Delusional? Or fearless? Or something else?

He paused.

Then added one more line:

He saved Fishman Island. Didn't have to. But he did.

Kael stared at the words, hand frozen.

Why write that? he thought.

Why does that matter?

A knock at the door snapped him back to reality.

He stood, silent.

Another knock. Then: "Oi, Mystery Cloak Guy! You in there?"

Kael's blood froze.

Luffy.

He opened the door.

There he was. Straw hat tipped back, a fish bone sticking out of his mouth, like he'd forgotten what pockets were for.

"Hey!" Luffy said cheerfully. "Thought you could help me carry some food. Sanji's making too much again."

Kael blinked. "Why would I—?"

Luffy walked past him into the room like he owned it.

"Whoa, it's dark in here. You sleep in this cave?" He picked up the bounty poster Kael had left on the table. "Hey! This is a good one. Look at that photo! I look awesome."

Kael couldn't speak.

Luffy flopped onto the chair. "So what's the plan, huh? You gonna turn me in or something?"

Kael's throat tightened.

"What?"

Luffy tilted his head. "You've got that face again. Y'know, the 'I'm thinking about something scary and probably regretting it' face."

"…You're insane," Kael muttered.

"Maybe." Luffy grinned. "But I'm also hungry. And I don't think you really want to kill me."

Kael looked at him.

Really looked.

Luffy's grin hadn't changed.

But for the first time, Kael saw it wasn't empty. It wasn't mocking. It wasn't the grin of a monster.

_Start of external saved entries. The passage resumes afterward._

PR #880, opened 2026-04-22
feat(multigateway): walk expression trees to reject unsafe FuncCalls and track set_config

GuptaManan100:
## Summary

- Walks every `FuncCall` in a statement's expression trees at plan time and rejects built-ins that bypass the pooler boundary: `dblink*`, `pg_read_file*`, `pg_ls_dir`, `pg_stat_file`, `lo_import/export`, `pg_execute_server_program`, and the `{query,table,cursor}_to_xml*` helpers. Schema-qualified variants (`pg_catalog.dblink`) resolve to the same entry.
- Tracks `set_config(name, value, false)` calls that sit directly as a top-level SELECT target-list entry, so the pooler's `SessionSettings` picks up changes that previously leaked. A SELECT with tracked set_configs plans as `Sequence[silent ApplySessionState..., Route]`: the silent primitives update the tracker, the Route sends the unmodified query to PG which executes set_config and streams the result back.
- Rejects `set_config` in any other position (WHERE, subqueries, CTEs, DEFAULT expressions, nested inside another function, INSERT/UPDATE) and non-literal arguments anywhere. `set_config(..., true)` passes through — transaction-scoped, nothing to track.

## Description

The existing Tier 2 filter blocks whole statements (LOAD, ALTER SYSTEM, CREATE DATABASE, …) but does not look inside expressions. `SELECT set_config('work_mem', '10GB', false)` is functionally equivalent to `SET work_mem = '10GB'` but bypasses the `VariableSetStmt` planner, so the gateway's `SessionSettings` diverges from the backend's actual state and the change leaks when the pool reuses that connection. Similar bypass vectors exist via `dblink`, `pg_read_file`, and friends.

The walker runs inside `Plan()` (and `PlanPortal()`, via a shared `planUnsupportedConstructs` helper), not in the executor. Putting it in the planner means the plan cache short-circuits it: a cached plan is by construction safe. The normalizer is configured to preserve literals inside `set_config(...)` so the walker still sees the original `A_Const` arguments despite normalization happening earlier in the pipeline.

When a SELECT's target list contains accepted set_configs, `planSelectStmt` builds a `Sequence[silent ApplySessionState per call, Route]`. The silent primitives update `SessionSettings` without emitting anything; the Route sends the original SQL to PG, which executes set_config normally and returns the full result (set_config column + any other target columns + table rows). No fast-path for the bare `SELECT set_config(...)` case — one PG round-trip is worth the uniform planning logic.

Out of scope (covered by follow-up tickets):
- Calls inside PL/pgSQL bodies (DO, CREATE FUNCTION LANGUAGE plpgsql) — waiting on body-analysis work.
- Dynamic SQL (`EXECUTE 'SELECT '||var`) — inherently unanalyzable.

## Test plan

- [x] Unit: rejection list (bare + schema-qualified + embedded contexts), set_config accepted positions, set_config rejected positions, non-literal arg rejection, `pg_catalog` name resolution, plan construction for bare / mixed / multi-set_config
- [x] E2E: SELECT set_config persists across 100 pool rotations (simple + extended protocol), `pg_catalog.set_config`, mixed `SELECT set_config(...), id, name FROM t ORDER BY id` returns rows AND updates tracker, multiple set_configs in one target list, `set_config(..., true)` passes through inside a transaction, blocklist functions rejected with SQLSTATE 0A000, connection healthy after rejections
- [x] Regression: existing session settings / SET-RESET / Tier 2 rejection E2E suites still pass


go/services/multigateway/planner/planner.go
```diff
@@ -148,10 +151,11 @@ func (p *Planner) Plan(
 		plan, err = p.planDefault(sql, stmt, conn)
 
 	case ast.T_SelectStmt:
-		if ss := stmt.(*ast.SelectStmt); ss.IntoClause != nil && ss.IntoClause.Rel != nil && ss.IntoClause.Rel.RelPersistence == ast.RELPERSISTENCE_TEMP {
+		ss := stmt.(*ast.SelectStmt)
+		if ss.IntoClause != nil && ss.IntoClause.Rel != nil && ss.IntoClause.Rel.RelPersistence == ast.RELPERSISTENCE_TEMP {
```
haritabh17, line 155: collectTopLevelSetConfigs doesn't gate on IntoClause, so a SELECT set_config('work_mem','256MB',false), * INTO TEMP foo FROM t should collect and validate the set_config, but this branch takes the temp-table fast-path and throws exprResult.SetConfigs away. PG still runs the set_config on the backend, but the gateway tracker stays stale — isn't that the exact pool-rotation leak this PR closes? Should we either reject this shape or thread setConfigs through to planTempTableCreation?

go/common/parser/ast/normalizer.go
```diff
@@ -79,9 +86,13 @@ func Normalize(stmt Stmt) *NormalizeResult {
 
 		// Skip subtrees where literal values carry semantic meaning that
 		// affects planning (e.g., SET timezone = 'UTC') — don't normalize them.
-		switch node.(type) {
+		switch n := node.(type) {
 		case *VariableSetStmt, *VariableShowStmt, *DefElem:
 			return false
+		case *FuncCall:
+			if isPlannerLiteralFunc(n.Funcname) {
+				return false
```
haritabh17: Do we need to skip normalization when is_local=true? Those calls aren't tracked or rewritten, so the literals don't need preserving — the PostgREST idiom is select set_config('request.jwt.claims', '<dynamic JSON>', true) once per request, which would produce a unique fingerprint every time under this rule and churn the plan cache. Would gating the skip on an is_local=false literal avoid that?

go/services/multigateway/planner/unsafe_funccall.go
```diff
@@ -0,0 +1,313 @@
...
+	s, ok := c.Val.(*ast.String)
+	if !ok {
+		return "", false
+	}
+	return s.SVal, true
+}
+
+// constBoolArg returns the underlying boolean value if n is a boolean-valued
+// A_Const literal. PostgreSQL parses `true`/`false` as A_Const{Val: Boolean}.
+func constBoolArg(n ast.Node) (bool, bool) {
```
haritabh17, line 362: These do a direct c.Val.(*ast.String|*ast.Boolean) with no TypeCast unwrap, so set_config('work_mem', '256MB'::text, false) or set_config('x','y','t'::bool) gets rejected as "non-literal arguments" even though the user did pass literals. Same for numeric literals where PG would implicitly cast (set_config('x', 100, false)). Worth peeling one layer of TypeCast before the assertion?

go/services/multigateway/planner/unsafe_funccall.go
```diff
@@ -0,0 +1,313 @@
...
+
+// validateAcceptedSetConfig verifies that an allowed-position set_config
+// call has the expected literal arguments, and returns its (name, value)
+// when is_local=false. Returns (nil, nil) when is_local=true — allowed but
+// not tracked.
+func validateAcceptedSetConfig(fc *ast.FuncCall) (*setConfigCall, error) {
+	name, value, isLocal, ok := parseSetConfigArgs(fc)
+	if !ok {
+		return nil, mterrors.NewFeatureNotSupported(
+			"set_config with non-literal arguments is not supported through the connection pooler")
```
haritabh17: Extended-protocol clients that Parse "SELECT set_config($1,$2,$3)" then Bind will hit this with ParamRef args. I assume the rejection is intentional (can't track what we don't see at plan time), but could the message distinguish "bound parameter" from "non-literal expression" so the client knows the fix is to inline the literals rather than rewrite the expression?

go/services/multigateway/planner/planner.go
GuptaManan100: Good catch — that was a real gap. Threading the set_configs into `planTempTableCreation` would have to invent a Sequence that mixes the silent-tracker primitives with the temp-table reservation primitive, and the failure modes there (tracker applied but reservation refused, or vice versa) felt like more surface than this corner case warranted. So I went with rejection: `collectTopLevelSetConfigs` in `unsafe_funccall.go` now bails out when `ss.IntoClause != nil`, which surfaces the same "set_config is only supported as a top-level SELECT target list entry" error users already see for set_config in INSERT VALUES / CTEs / subqueries. New rejection coverage is in `unsafe_funccall_test.go` (`TestInspectExpressionFuncCalls_SetConfigRejected/set_config_in_SELECT_INTO_TEMP_target_list`).

go/common/parser/ast/normalizer.go
GuptaManan100: Agreed, this matters for any per-request `set_config(..., true)` pattern. Normalizer now only skips when `is_local` is *not* literal `true`

go/services/multigateway/planner/unsafe_funccall.go
GuptaManan100: Done. Added `unwrapTypeCast` (loops to handle stacked casts like `'t'::text::bool`) and call it at the top of both `constStringArg` and `constBoolArg`. Its not perfect since we don't have the type casting code from postgres, but it's good enough for now.

go/services/multigateway/planner/unsafe_funccall.go
GuptaManan100: rejection is intentional, but you're right that the diagnostic was unhelpful. Fixed

go/services/multigateway/planner/unsafe_funccall.go
```diff
@@ -0,0 +1,371 @@
...
+// metadata-query helpers.
+//
+// Keys are lowercased unqualified function names. Schema-qualified calls
+// (e.g. pg_catalog.dblink) resolve to the same entry via resolveFuncName.
+var funcBlocklist = map[string]string{
+	// Outbound database connections.
+	"dblink":           "dblink is not supported: outbound database connections are not permitted through the connection pooler",
+	"dblink_exec":      "dblink_exec is not supported: outbound database connections are not permitted through the connection pooler",
+	"dblink_connect":   "dblink_connect is not supported: outbound database connections are not permitted through the connection pooler",
+	"dblink_connect_u": "dblink_connect_u is not supported: outbound database connections are not permitted through the connection pooler",
```
haritabh17: Should we add dblink_open, dblink_fetch, dblink_close, dblink_send_query, and dblink_get_result to the blocklist for completeness.

go/test/endtoend/queryserving/unsafe_funccall_test.go
```diff
@@ -0,0 +1,301 @@
...
+		},
+		{
+			"set_config in CTE",
+			"WITH c AS (SELECT set_config('work_mem','256MB',false)) SELECT * FROM c",
+			"set_config is only supported as a top-level SELECT target list entry",
+		},
+		{
+			"non-literal set_config value",
+			"SELECT set_config('work_mem', name, false) FROM (SELECT 'x' AS name) s",
+			"non-literal arguments",
```
haritabh17: This `"non-literal arguments"` doesn't match any error 

`"non-literal arguments"` → `"set_config value argument must be a literal constant"`.

go/services/multigateway/planner/select_stmt.go
```diff
@@ -0,0 +1,67 @@
...
+	setConfigs []setConfigCall,
+) (*engine.Plan, error) {
+	if len(setConfigs) == 0 {
+		return p.planDefault(sql, stmt, conn)
+	}
+
+	primitives := make([]engine.Primitive, 0, len(setConfigs)+1)
+	for _, sc := range setConfigs {
+		primitives = append(primitives, engine.NewApplySessionStateSilent(sql, syntheticSetStmt(sc)))
+	}
```
haritabh17, line 50: `SELECT set_config('x','y',false), 1 AS one` This kind of statements may fail

go/services/multigateway/planner/planner.go
```diff
@@ -212,8 +216,13 @@ func (p *Planner) PlanPortal(
...
 
-	// Reject Tier 2 statements (server-level operations unsafe for a hosted pooler).
-	if err := planUnsupportedStmt(stmt); err != nil {
+	// Non-cacheable extended-protocol statements reach PlanPortal directly
+	// (cacheable ones go through resolvePortalPlan → Plan, which does the
+	// same checks), so both paths must share the same pre-dispatch rejection.
+	// We throw away the set_config result here: PlanPortal only routes
+	// gateway-local statement types, none of which are SELECTs that could
+	// carry tracked set_configs.
+	if _, err := planUnsupportedConstructs(stmt); err != nil {
```
haritabh17, line 225: On the extended-protocol path, when a cacheable SELECT contains set_config(...,false), the planner builds the right plan (Sequence = ApplySessionStateSilent + Route) but the executor never runs it — it only extracts routing (which falls through for Sequence) and forwards the raw portal.

go/services/multigateway/engine/apply_session_state.go
```diff
@@ -61,6 +69,18 @@ func NewApplySessionState(sql string, stmt *ast.VariableSetStmt) *ApplySessionSt
 	}
 }
 
+// NewApplySessionStateSilent creates an ApplySessionState that updates the
+// tracker without emitting anything to the client. Intended for use inside a
+// Sequence where a Route primitive owns the client-facing response — see
+// planner.planSelectStmt for the `SELECT set_config(...), * FROM t` case.
+func NewApplySessionStateSilent(sql string, stmt *ast.VariableSetStmt) *ApplySessionState {
+	return &ApplySessionState{
+		VariableStmt:   stmt,
```
haritabh17, line 79: executeReset unconditionally calls callback regardless of SilentTracking. And here we do not restrict the VariableSetStmt.Kind, so a future caller passing a RESET-kind statement could emit a stray CommandComplete("RESET") into the protocol stream ahead of the Route's real response, corrupting the client's result parsing?

haritabh17 (changes requested):

go/services/multigateway/planner/unsafe_funccall.go
GuptaManan100: Yes, added all five to `funcBlocklist` in `unsafe_funccall.go`.

go/services/multigateway/engine/apply_session_state.go
GuptaManan100: Agreed, defensive fix applied.

go/test/endtoend/queryserving/unsafe_funccall_test.go
GuptaManan100: Good catch, that string was left over from the pre-rewrite error message. Updated the e2e case in `unsafe_funccall_test.go` to expect `"set_config value argument must be a literal constant"`, which is what `validateAcceptedSetConfig` actually emits now for the `name` column inside the subquery.

go/services/multigateway/planner/planner.go
GuptaManan100: Fixed by adding PortalStreamExecute to the primitive interface 😄

go/services/multigateway/planner/select_stmt.go
GuptaManan100: I want to make sure I'm fixing the failure mode you actually observed. On the simple-protocol path I exercised this exact shape end-to-end (see `TestMultiGateway_SetConfigRoutedAsSET/SELECT set_config alongside table read` in `unsafe_funccall_test.go`. It runs `SELECT set_config('work_mem','384MB',false), id, name FROM set_config_mix_t` and verifies both the row stream and the tracker update), so I don't have a reproducer there.

haritabh17 (approved):
🚀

It was the grin of someone who had chosen to live freely — and would die the same way, without apology.

Kael turned away.

"Get out."

Luffy stood, stretched. "Alright. But if you change your mind—food's at the dock. You can just show up. You don't even have to talk."

He walked out.

Kael stood there, in the silence, holding a bounty poster that suddenly felt more like a question than a mission.